What’s less clear is the source of the $4,000 cost. The Peterson Institute for International Economics puts the cost at $2,600 for a typical family, and other estimates go lower. But it is clear that costs would rise under his plan.

Defending EVs in the crosshairs

What wasn’t mentioned in Harris’ speech — automotive manufacturing and the transition to electric vehicles — has received an almost singular focus from Republicans on the Michigan campaign trail in recent weeks.

Hours before Harris’ rally, Republicans convened on a call with reporters to assail Harris, via the administration of President Joe Biden, for so-called “EV mandates.”

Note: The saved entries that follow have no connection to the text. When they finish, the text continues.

PR #6481, opened 2024-11-26
`[p]warn` ask to ban when user not in server

### LINKED ISSUE #6445: Implement warning by user ID.

Ascensionn:

image

This is to follow up with what @Flame442 said: "If a disruptive user is leaving before a moderator is able to take action, it may often make sense to consider them a troll and bypass the server's standard warnings track."

Instead of warning them, I check if they are in the discord guild; if they are not, then they will be banned. 

Closes #6445

image

Note: the command here is "[p]wasd" because I tested it by implementing a new temporary cog.

### DIFF
--- a/redbot/cogs/warnings/warnings.py
+++ b/redbot/cogs/warnings/warnings.py
@@ -402,10 +402,7 @@ class Warnings(commands.Cog):
                     view=confirm,
                 )
                 await confirm.wait()
-                if confirm.result is None:
-                    await ctx.send("No response received within 10 seconds. No action taken.")
-                    return
-                elif confirm.result:
+                if confirm.result:
                     await ctx.guild.ban(user_obj, reason=reason)
                 else:
                     confirm.message = await ctx.send(_("No action taken."))
--- a/redbot/cogs/warnings/warnings.py
+++ b/redbot/cogs/warnings/warnings.py
@@ -373,7 +373,7 @@ class Warnings(commands.Cog):
     async def warn(
         self,
         ctx: commands.Context,
-        identifier: str, 
+        identifier: str,
         points: UserInputOptional[int] = 1,
         *,
         reason: str,
@@ -389,7 +389,7 @@ class Warnings(commands.Cog):
         member = None
         user = None
         """User can be warned by ID or warned by their name."""
-        
+
         if identifier.isdigit():
             member = ctx.guild.get_member(int(identifier))
             # await ctx.send("Got member by ID")
@@ -397,22 +397,41 @@ class Warnings(commands.Cog):
             member = ctx.guild.get_member_named(identifier)
             # await ctx.send("Got member by name")
         if not member:
-            await ctx.send(f"User with ID `{identifier}` was not found in discord guild.")
+            await ctx.send(f"User `{identifier}` not found in discord guild")
 
             # Because he has not been found, he will be banned.
             try:
                 user = await self.bot.fetch_user(int(identifier))
-                await ctx.send(f"User `{user.name}` is not in the server but has been found globally.")
+                await ctx.send(
+                    f"User `{user.name}` is not in the server but has been found globally. Would you like to ban them instead? [Y/N]"
+                )
+                try:
+
+                    def check(m):
+                        return (
+                            m.author == ctx.author
+                            and m.channel == ctx.channel
+                            and m.content.lower() in {"y", "n"}
+                        )
+
+                    response = await self.bot.wait_for("message", check=check, timeout=30.0)
+                    if response.content.lower() == "y":
+                        await ctx.guild.ban(user, reason=reason)
+                        await ctx.send(f"User `{user.name}` has been banned for: {reason}")
+                    elif response.content.lower() == "n":
+                        await ctx.send("No action taken.")
+                    else:
+                        # This should not happen due to the check, but it's good to cover edge cases
+                        await ctx.send("I do not recognize that answer. No action taken.")
+                except asyncio.TimeoutError:
+                    await ctx.send("No response received. No action taken.")
                 await ctx.guild.ban(user, reason=reason)
-                await ctx.send(f"User `{user.name}` has been banned for: {reason}")
             except discord.Forbidden:
                 await ctx.send("I don't have permission to ban this user.")
             except discord.NotFound:
                 await ctx.send(f"User with ID `{identifier}` not found globally.")
                 return
-
             return
-        
         if member == ctx.author:
             return await ctx.send(_("You cannot warn yourself."))
         if member.bot:
--- a/redbot/cogs/warnings/warnings.py
+++ b/redbot/cogs/warnings/warnings.py
@@ -391,6 +391,9 @@ class Warnings(commands.Cog):
         if isinstance(user, discord.Member):
             member = user
         elif isinstance(user, int):
+            if not ctx.channel.permissions_for(ctx.guild.me).ban_members:
+                await ctx.send(_("User {user} is not in the server."),format(user=user))
+                return
             user_obj = self.bot.get_user(user) or discord.Object(id=user)
             try:
                 confirm = ConfirmView(ctx.author, timeout=10)
--- a/redbot/cogs/warnings/warnings.py
+++ b/redbot/cogs/warnings/warnings.py
@@ -373,7 +373,7 @@ class Warnings(commands.Cog):
     async def warn(
         self,
         ctx: commands.Context,
-        member: discord.Member,
+        identifier: str, 
         points: UserInputOptional[int] = 1,
         *,
         reason: str,
@@ -386,6 +386,19 @@ class Warnings(commands.Cog):
         or a custom reason if ``[p]warningset allowcustomreasons`` is set.
         """
         guild = ctx.guild
+
+        """User can be warned by ID or warned by their name."""
+        if identifier.isdigit():
+            member = ctx.guild.get_member(int(identifier))
+            # await ctx.send("Got member by ID")
+        else:
+            member = ctx.guild.get_member_named(identifier)
+            # await ctx.send("Got member by name")
+
+        if not member:
+            await ctx.send(f"User `{identifier}` not found.")
+            return
+        
         if member == ctx.author:
             return await ctx.send(_("You cannot warn yourself."))
         if member.bot:
--- a/redbot/cogs/warnings/warnings.py
+++ b/redbot/cogs/warnings/warnings.py
@@ -427,9 +427,9 @@ class Warnings(commands.Cog):
                     "The person you're trying to warn is equal or higher than you in the discord hierarchy, you cannot warn them."
                 )
             )
-
         guild_settings = await self.config.guild(ctx.guild).all()
         custom_allowed = guild_settings["allow_custom_reasons"]
+
         reason_type = None
         async with self.config.guild(ctx.guild).reasons() as registered_reasons:
             if (reason_type := registered_reasons.get(reason.lower())) is None:
--- a/redbot/cogs/warnings/warnings.py
+++ b/redbot/cogs/warnings/warnings.py
@@ -15,9 +15,10 @@ from redbot.cogs.warnings.helpers import (
 )
 from redbot.core import Config, commands, modlog
 from redbot.core.bot import Red
-from redbot.core.commands import UserInputOptional
+from redbot.core.commands import UserInputOptional, RawUserIdConverter
 from redbot.core.i18n import Translator, cog_i18n
 from redbot.core.utils import AsyncIter
+from redbot.core.utils.views import ConfirmView
 from redbot.core.utils.chat_formatting import warning, pagify
 from redbot.core.utils.menus import menu
 
@@ -373,7 +374,7 @@ class Warnings(commands.Cog):
     async def warn(
         self,
         ctx: commands.Context,
-        identifier: str,
+        user: Union[discord.Member, RawUserIdConverter],
         points: UserInputOptional[int] = 1,
         *,
         reason: str,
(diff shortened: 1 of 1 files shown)


Flame442:
My original comment was not intended to be complete approval of the idea of having this command default to banning the member if they have left the server. I think it could be useful to have it as an option (whether that be by asking if they should be banned as a prompt when `[p]warn` is used on a member that left, or as a config option that causes `[p]warn` to ban when used on a member that has left), but I would consider it unexpected to happen automatically without any input from the server owner/mod. My comment was mostly intended to address the fact that this issue is one I would consider a fairly rare one to run into, and one that has a fairly easy manual second step to address it.

Regarding the implementation of this fix, the [`RawUserIdConverter`](https://docs.discord.red/en/stable/framework_commands.html#redbot.core.commands.converter.RawUserIdConverter) would be the preferred way to accept both a mention or a user ID, and is the converter used by other parts of the bot with similar behavior (ie, `[p]ban`). 

Additionally, you are currently failing the style checks. Please format your PR with `black -l 99` using the instructions in our [CONTRIBUTING.MD](https://github.com/Cog-Creators/Red-DiscordBot/blob/V3/develop/CONTRIBUTING.md#43-style) file.

Ascensionn:
ok, I can add that as a prompt then. The bot should say "[User]" has left the server, so I cannot warn them. Would you like to ban them instead? [Y/N]". If the mod/owner responds with "Y", [User] will be banned. Else, no action will be taken.

I will submit another PR request with the changes.

Ascensionn:
*Reminder: the reason I used "[p]wasd" here is because I had to create a new separate cog in order to test for this kind of command. After I finished testing it, I carefully put in the modified parts.

image

From this image, we can see that the bot eventually timed out after it hasn't received a proper command (either Y or N). 

image
image

The bot only registers the responses it expects. Otherwise it will not do anything and eventually time out.

redbot/cogs/warnings/warnings.py
```diff
@@ -373,7 +373,7 @@ async def actionlist(self, ctx: commands.Context):
     async def warn(
         self,
         ctx: commands.Context,
-        member: discord.Member,
+        identifier: str,
```
Flame442: This should use [`RawUserIdConverter`](https://docs.discord.red/en/stable/framework_commands.html#redbot.core.commands.converter.RawUserIdConverter) to handle the case where the user is no longer in the server. See the [`[p]ban`](https://github.com/Cog-Creators/Red-DiscordBot/blob/33e0eac741955ce5b7e89d9b8f2f2712727af770/redbot/cogs/mod/kickban.py#L373-L396) command for an example. Similar to that command, it should be `Union`ing the `Member` and `RawUserIdConverter`, and having an `isinstance(user, int)` check to perform this banning logic instead of the existing warning behavior.

Additionally, the name of the function parameter defines the name a user will see in `[p]help`, so it should still be called either `member` or `user`, not `identifier`.

redbot/cogs/warnings/warnings.py
```diff
@@ -386,6 +386,52 @@ async def warn(
...
+        """User can be warned by ID or warned by their name."""
+
+        if identifier.isdigit():
+            member = ctx.guild.get_member(int(identifier))
+            # await ctx.send("Got member by ID")
+        else:
+            member = ctx.guild.get_member_named(identifier)
+            # await ctx.send("Got member by name")
+        if not member:
+            await ctx.send(f"User `{identifier}` not found in discord guild")
```
Flame442: Avoid having multiple `send` calls for the same input, as that spams the API. One way to handle this is to combine strings until one final `send`, but in this case the last `send` you have already says basically the same thing, so this message is redundant.

redbot/cogs/warnings/warnings.py
```diff
@@ -386,6 +386,52 @@ async def warn(
         or a custom reason if ``[p]warningset allowcustomreasons`` is set.
         """
         guild = ctx.guild
+        member = None
+        user = None
+        """User can be warned by ID or warned by their name."""
```
Flame442: If this is intended to be a part of the help text, it must be within the string directly below the function header. Otherwise, don't use string literals, use comments.

redbot/cogs/warnings/warnings.py
```diff
@@ -386,6 +386,52 @@ async def warn(
...
+            # await ctx.send("Got member by ID")
+        else:
+            member = ctx.guild.get_member_named(identifier)
+            # await ctx.send("Got member by name")
+        if not member:
+            await ctx.send(f"User `{identifier}` not found in discord guild")
+
+            # Because he has not been found, he will be banned.
+            try:
+                user = await self.bot.fetch_user(int(identifier))
```
Flame442: `fetch_user` is a very heavily ratelimited call, and there is no reason for it to be used in this case since the actual user data isn't useful. As in the `[p]ban` command, just having `self.bot.get_user(ident) or discord.Object(id=user)` is enough to have something to pass to `guild.ban()`. You won't be able to use `user.name`, but just repeating the `.id` or saying "that user" is probably fine.

redbot/cogs/warnings/warnings.py
```diff
@@ -386,6 +386,52 @@ async def warn(
...
+                await ctx.send(
+                    f"User `{user.name}` is not in the server but has been found globally. Would you like to ban them instead? [Y/N]"
+                )
+                try:
+
+                    def check(m):
+                        return (
+                            m.author == ctx.author
+                            and m.channel == ctx.channel
+                            and m.content.lower() in {"y", "n"}
```
Flame442: Instead of manually defining a check, you should use ~~[`MessagePredicate.yes_or_no`](https://docs.discord.red/en/stable/framework_utils.html#redbot.core.utils.predicates.MessagePredicate.yes_or_no) ([example](https://github.com/Cog-Creators/Red-DiscordBot/blob/33e0eac741955ce5b7e89d9b8f2f2712727af770/redbot/cogs/admin/admin.py#L526-L531)) to handle more ways to say "yes" or "no" as a text response~~.

EDIT: I didn't know we already had a util for this, but now that buttons exist the best option is probably to use those. The [`ConfirmView`](https://docs.discord.red/en/stable/framework_utils.html#redbot.core.utils.views.ConfirmView) utility should make it easy, see the examples in the docs.

Flame442 (changes requested):

Ascensionn:
Implemented the fixes you have mentioned @Flame442 

Here is what happens when you warn the user who is not in the server:

image
image

Here is what happens when it times out after 10 seconds.

image

redbot/cogs/warnings/warnings.py
```diff
@@ -386,6 +387,34 @@ async def warn(
         or a custom reason if ``[p]warningset allowcustomreasons`` is set.
         """
         guild = ctx.guild
+        member = None
+        if isinstance(user, discord.Member):
+            member = user
+        elif isinstance(user, int):
+            user_obj = self.bot.get_user(user) or discord.Object(id=user)
```
Flame442, line 397: Rather than asking and hoping we have perms, let's add a check to exit slightly earlier if the bot doesn't have them
```suggestion
            if not ctx.channel.permissions_for(ctx.guild.me).ban_members:
                await ctx.send(_("User {user} is not in the server."),format(user=user))
                return
            user_obj = self.bot.get_user(user) or discord.Object(id=user)
```

redbot/cogs/warnings/warnings.py
```diff
@@ -386,6 +387,34 @@ async def warn(
...
+            try:
```
Flame442: This `try` should only wrap around the `ban`, not the entire block of code.

redbot/cogs/warnings/warnings.py
```diff
@@ -386,6 +387,34 @@ async def warn(
...
+                confirm = ConfirmView(ctx.author, timeout=10)
```
Flame442:
```suggestion
                confirm = ConfirmView(ctx.author, timeout=30)
```
10s is a bit short.

redbot/cogs/warnings/warnings.py
```diff
@@ -386,6 +387,34 @@ async def warn(
...
+                confirm.message = await ctx.send(
+                    f"User `{user}` is not in the server but has been found globally. Would you like to ban them instead?",
+                    view=confirm,
```
Flame442:
```suggestion
                    _("User `{user}` is not in the server. Would you like to ban them instead?").format(user=user),
                    view=confirm,
```
Allow the string to be translated (you might need to re-black format after accepting some of these changes).

redbot/cogs/warnings/warnings.py
```diff
@@ -386,6 +387,34 @@ async def warn(
...
+                )
+                await confirm.wait()
+                if confirm.result is None:
+                    await ctx.send("No response received within 10 seconds. No action taken.")
+                    return
+                elif confirm.result:
```
Flame442:
```suggestion
                if confirm.result:
```
No need to have a whole extra message for a slightly different case.

redbot/cogs/warnings/warnings.py
```diff
@@ -386,6 +387,34 @@ async def warn(
...
+                    await ctx.guild.ban(user_obj, reason=reason)
+                else:
+                    confirm.message = await ctx.send("No action taken.")
+
+                await confirm.message.add_reaction("\N{WHITE HEAVY CHECK MARK}")
```
Flame442: If the bot does not have `add_reactions` permissions, this will cause it to claim an error occurred while trying to ban a user, which isn't quite true. Either this should use `await ctx.tick()` which handles that case correctly, or it should send a message instead to confirm.

redbot/cogs/warnings/warnings.py
```diff
@@ -386,6 +387,34 @@ async def warn(
...
+                    view=confirm,
+                )
+                await confirm.wait()
+                if confirm.result is None:
+                    await ctx.send("No response received within 10 seconds. No action taken.")
+                    return
+                elif confirm.result:
+                    await ctx.guild.ban(user_obj, reason=reason)
+                else:
+                    confirm.message = await ctx.send("No action taken.")
```
Flame442:
```suggestion
                    confirm.message = await ctx.send(_("No action taken."))
```
Translations.

redbot/cogs/warnings/warnings.py
```diff
@@ -386,6 +387,34 @@ async def warn(
...
+
+                await confirm.message.add_reaction("\N{WHITE HEAVY CHECK MARK}")
+
+            except discord.Forbidden:
+                await ctx.send("I don't have permission to ban this user.")
+            except discord.HTTPException:
+                await ctx.send("An error occurred while trying to ban the user.")
```
Flame442:
```suggestion
                await ctx.send(_("I don't have permission to ban this user."))
            except discord.HTTPException:
                await ctx.send(_("An error occurred while trying to ban the user."))
```
Translations.

Flame442 (changes requested):
If the ban is successful, it should create a modlog case ([example](https://github.com/Cog-Creators/Red-DiscordBot/blob/33e0eac741955ce5b7e89d9b8f2f2712727af770/redbot/cogs/mod/kickban.py#L215-L225)).

redbot/cogs/warnings/warnings.py
Ascensionn: yep, now I added a checker

redbot/cogs/warnings/warnings.py
```diff
@@ -392,27 +392,45 @@ async def warn(
             member = user
         elif isinstance(user, int):
             if not ctx.channel.permissions_for(ctx.guild.me).ban_members:
-                await ctx.send(_("User {user} is not in the server."),format(user=user))
+                await ctx.send(_("I cannot ban users. Missing the permission to ban members."))
```
Flame442: I had the string simply stating that the user was not in the server, because when the `[p]warn` command is used, that is the best response the bot can give. Stating as a response that the bot cannot ban users, without explaining _why_ it is trying to ban is confusing. I think it is better to just state that the user isn't in the server without worrying about the fact that it _could_ have attempted to ban.

redbot/cogs/warnings/warnings.py
```diff
@@ -392,27 +392,45 @@ async def warn(
...
 
+            if ctx.channel.permissions_for(ctx.guild.me).add_reactions:
                 await confirm.message.add_reaction("\N{WHITE HEAVY CHECK MARK}")
-
-            except discord.Forbidden:
-                await ctx.send(_("I don't have permission to ban this user."))
-            except discord.HTTPException:
-                await ctx.send(_("An error occurred while trying to ban the user."))
+            else:
+                await ctx.tick()
```
Flame442: `ctx.tick` is a shorthand for `if permissions_for.add_reactions: add_reaction(CHECK)`. That's why I said before you could just replace the `add_reaction` call with a call to `tick`, and let its error handling do the trick.

Flame442 (changes requested):

redbot/cogs/warnings/warnings.py
Ascensionn: oh ok, thank you for the clarification. Yes you're right, it would be strange to see that the bot suddenly prompts up with an error that it cannot ban a person when the [p]warn command is evoked. In that case, would you think it makes more sense for the bot to check "if not ctx.channel.permissions_for(ctx.guild.me).ban_members:" and then put the call to the ban() function in that if statement?

redbot/cogs/warnings/warnings.py
Ascensionn: In that case, do you want me to remove the "try...except"? I think the try..except block will be pointless then. All I need to do is add the check "if not ctx.channel.permissions_for(ctx.guild.me).ban_members:" before calling the ban() function. Because this ensures that there are no permission issues. However, as I didn't write the ban function, there could be another possible error, which is why I wanted to keep the try...except block in there.

redbot/cogs/warnings/warnings.py
Flame442: No. It makes no sense to ask if the user should be banned if the bot is not going to be able to ban them. A simpler failure message and an even earlier exist is sufficient.

redbot/cogs/warnings/warnings.py
Flame442: There is always the potential for error, but if an error you cannot think of happens, you probably _don't_ want to suppress it. You want to be able to identify it so you know if it is something that needs to be dealt with. Any API call can error if the internet goes out, but it doesn't make sense to wrap every API call in a `try` just in case.

I don't think it hurts to keep an `HTTPException` `try` on the `ban` call, since there are other cases that do make sense to catch, such as if the user is already banned. But the bot not having permissions is an obvious one that makes sense to have additional pre-check for. The `try` on the `tick` would be unnecessary.

Ascensionn: Sorry, I misinterpreted what you were correcting, but yes, I see what ctx.tick() does. I just wanted to keep it consistent with what the other commands did, and I saw that they were doing the add_reaction() call. Fixed it.

Flame442: I'm not sure which ones you mean, in this file at least they are all using `tick`.

Ascensionn: nevermind. I swore I saw there was some mention of it. Must've been in a different file.

redbot/cogs/warnings/warnings.py
```diff
@@ -386,6 +387,49 @@ async def warn(
...
+                except discord.HTTPException as error:
+                    await ctx.send(
+                        _("An error occurred while trying to ban the user. Error: {error}").format(
+                            error=error
+                        )
+                    )
+            else:
+                confirm.message = await ctx.send(_("No action taken."))
+
+            ctx.tick()
```
Flame442:
```suggestion
            await ctx.tick()
```

redbot/cogs/warnings/warnings.py
```diff
@@ -386,6 +387,49 @@ async def warn(
...
+            )
+            await confirm.wait()
+            if confirm.result:
+                try:
+                    await ctx.guild.ban(user_obj, reason=reason)
+                    await modlog.create_case(
+                        self.bot,
+                        guild,
+                        ctx.message.created_at,
+                        "ban",
```
Flame442:
```suggestion
                        "hackban",
```

Flame442 (changes requested):

Flame442 (approved):
Thanks for contributing!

U.S. Rep. John James, R-Shelby Township, argued Democratic denials about a mandate are false, given the Environmental Protection Agency’s fuel economy standards.

The Biden administration has since relaxed its original fuel economy timeline due to sluggish EV sales, but automakers and regulators alike said the fuel economy targets will require a majority of sales to be electric by 2032. 

“These mandates are detached from reality and is going to hurt real people at the expense of not just our energy and our manufacturing dominance, but American national security itself,” James said.

Harris has a “plan to ban gas powered cars” which would “decimate the backbone of our economy,” Michigan Republican Party communications director Victoria LaCivita said in a statement.

“President Donald Trump will return us to an all-of-the-above energy plan, protect Michigan's auto jobs and support American workers,” she added.

Union vote in the balance

Harris walked a picket line with union workers in 2019 and Biden joined United Auto Workers members during their 2023 strike, Democrats have longstanding challenges to regain a broad majority of union voters.

Encouraging the domestic manufacture of electric vehicles has been a major point of Biden’s — and in turn Harris’ — domestic agenda, both for economic growth and the effort to mitigate human-driven climate change.

The United Auto Workers endorsed Biden, and later Harris, and UAW president Fain spoke at the Democratic National Convention. But Teamsters president Sean O'Brien spoke at the Republican National Convention, a first, in July. He had intended to speak to both conventions, but his later request to speak at the DNC was not accepted. The Teamsters have yet to endorse Harris.

It illustrates the split among union leadership and rank-and-file members, whose membership has drifted toward Trump after decades as Democratic stalwarts. According to the Survey Center on American Life, the proportion of white Americans voters in union households who identify as Republicans has increased from 14% in the 1970s to 33% — tied with Democrats for the first time in decades.

Though no public polling of union voters has been released since Harris became the Democratic pick for president, a poll conducted by NBC in February found 43% of union households were supporting Trump, with 50% backing Biden. In the 2020 election, Biden captured just 57% of union households nationwide, and was a key factor in Trump’s 2016 Michigan victory.

Larry Davis, the president of United Auto Workers Local 22 — the union's only remaining local in the city — told Bridge “it’s a different climate” politically and acknowledged there are members that see appeal in Trump.

Still, he considers his local chapter a lock for Harris.

They intend to “counter the message with facts” when it comes to electric vehicles, Davis said. He considers the doomsaying from Republicans “nothing more than a money grab” by Trump at the behest of the oil and gas industries.

Trump has courted donors from the fossil fuel industry, which has drafted executive orders for Trump to sign, should he be reelected. At Trump’s rally in Potterville last week, attendees were handed signs emblazoned with “Drill baby drill!” 

In a previous Michigan visit, Trump had asserted if he’s not again elected president all automotive jobs would be gone in three years, and that all electric vehicles would be made in China.